The ARID1B-associated BAFopathy belongs to the mild CSS spectrum. Nevertheless, moderate and severe CSS cases have also been described (Hoyer et al. 2012; van der Sluijs et al. 2019; Vasko et al. 2021; Schmetz et al. 2024). Five of the herein described individuals with aggregating EHD2 variants and available clinical description as well as the carrier mother of the individual harboring the I2031T variant presented with mild DD/ID. No other serious malformations or congenital anomalies were noted (Mignot et al. 2016; Yan et al. 2019; Miyamoto et al. 2021). Four of them displayed corpus callosum agenesis (File S1 “clinical_table”, File S2 “clinical reports”). In the literature one additional de novo (likely) pathogenic EHD2 missense change (c.5855T > C p.(Met1952Thr)) in an individual with mild ID, epilepsy and marfanoid features has been reported (Chevarin et al. 2020). Unfortunately, ClinVar entries lack the corresponding clinical information. Although the initial clinical descriptions point to a mild CSS phenotype, a conclusive assessment concerning phenotypic severity requires a larger cohort of CSS cases with non-truncating EHD2 variants. For alterations in the ARID domain there is no clinical information reported to date.

So far, the pathogenicity of non-truncating ARID1B variants was controversial due to the lack of experimental data, as reflected in the respective ClinVar entries. Indeed, many of the listed EHD2 and ARID domain variants are interpreted as VUS, whereas some alterations outside of these domains have been classified as (likely) pathogenic without functional evidence. Our study together with the recently published findings of Mermet-Meillon and colleagues (Mermet-Meillon et al. 2024) experimentally confirms the pathogenicity of non-truncating or NMD-escaping EHD2 variants. To our knowledge, the effect of non-truncating ARID domain variants has not been previously investigated. Nevertheless, the functional studies presented here demonstrate robust pathological effects. We understand that missense variants are difficult to interpret and that not all EHD2 or ARID domain alterations will be causative. Structural predictions, like the AlphaMissense score, and methylation or transcriptome analysis constitute reliable supporting tools for further clarification, yet they are not always available in everyday practice. To enable an effective assessment in the diagnostic setting we propose that de novo variants (PS2_supporting) in the EHD2 or ARID domains (PM1_moderate), which are absent or infrequent (≤ 2) in population databases (PM2_supporting) and reach computational evidence thresholds (PP3_supporting or PP3 moderate) in individuals with CSS clinical features can be a priori interpreted as likely pathogenic.
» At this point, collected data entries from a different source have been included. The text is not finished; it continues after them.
Issue #555, opened 2025-06-24
Typescript does not respect nulls === true on OneField


garymuff:
I noticed typescript does not reflect the correct typing for a potentially null field when `nulls === true`. I made the following change in `src/Model.d.ts` and was able to fix it when nulls is set on a OneField. 

```
type OptionalOrUndefined<T extends OneModel> = {
    -readonly [P in keyof T as T[P]['required'] extends true ? never : P]?: T[P]['nulls'] extends true
        ? EntityField<T[P]> | null | undefined 
        : EntityField<T[P]> | undefined
}
```

There is the case when nulls is set globally on the schema, but there would need additional work to infer the OneSchemaParams which aren't readily available

dev-embedthis:
Thank you

PR #556, opened 2025-06-24
fix: include null typing for nulls field param

garymuff:
This PR addresses https://github.com/sensedeep/dynamodb-onetable/issues/555

Issue: fields do not include a null type when nulls === true. 
Solution: Adjusted `src/Model.d.ts` to checking nulls param, only when required is not true.


dev-embedthis:
Thank you.

PR #195, opened 2015-09-19
Selective hiding home homepage statistics

JonnyWong16:
~~All cards are removed on first run after this update and the user is prompted to enable cards in the settings. I can change it to default as show all cards until the user disables them.~~

Default to show all cards until the user disables them.

Reference #106.


drzoidberg33:
Vey nice.

Just one bug I picked up, I doesn't appear I can switch between duration and count anymore for the home stats - the settings option has no effect and always shows duration.

drzoidberg33:
I'm going to merge this so long as I need to make some changes to the same file and don't want to have to merge things manually.

Please just check out that bug first thing when you get this. Thanks!

drzoidberg33:
Don't worry about the bug, I found the issue and was a very simple fix.

PR #198, opened 2015-09-20
Open in new tab

Hellowlol:


drzoidberg33:
Hey, thanks for the contribution but could you just resubmit it to the dev branch. Nothing is ever merged directly to master except when doing releases.

Hellowlol:
Ok. Why didn't you go for ws4py was a websocket library? Just wondering as it seems to play nice with cherrypy.

drzoidberg33:
Thanks for the suggestion, I'll take a look. I just had a look at what had been done with the Trakt.tv plugin for PMS and used that a base to get things started. I'm focusing now on re-writing the monitoring to accommodate the websocket events but would be really easy to drop in a different websocket library if I needed to.

Hellowlol:
I don't know if you have plans for the api or if it's just left overs from headphones, but if you are planning to use it (some of the calls in use atm seems like fetch data x from db, dump it as json) I would advice to use the api with a internal apikey so we only have one code base to maintain. If that is something you would be interested in I can help out.

drzoidberg33:
I most definitely want to provide some api endpoints but it's always at the bottom of the list of things to do. A lot of the stuff could probably be moved over from the webserve code to the api without much effort.

Hellowlol:
I have started on revamping the api, its going slow but ill move as much as possible to the api. The api will break tho, (dunno if anybody is using it) as i dont like the responses it gives atm. 

The new response will be: 

```
{"result":"success", "data": "somejson", "message": ""}
```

In conclusion, we demonstrate the pathogenicity of yet unexplored non-truncating/NMD-escaping variants in the EHD2 domain of ARID1B. Additionally our study suggests the causality of variants located in the ARID functional domain of ARID1B. Experimental investigation reveals for the first time the underlying pathomechanism for both EHD2 and ARID domain variants, which involves protein accumulation in stable aggresomes or nuclear aggregates due to protein misfolding. Consequently, our findings set the starting point for (re-)evaluation of unclear non-truncating changes in the ARID1B gene.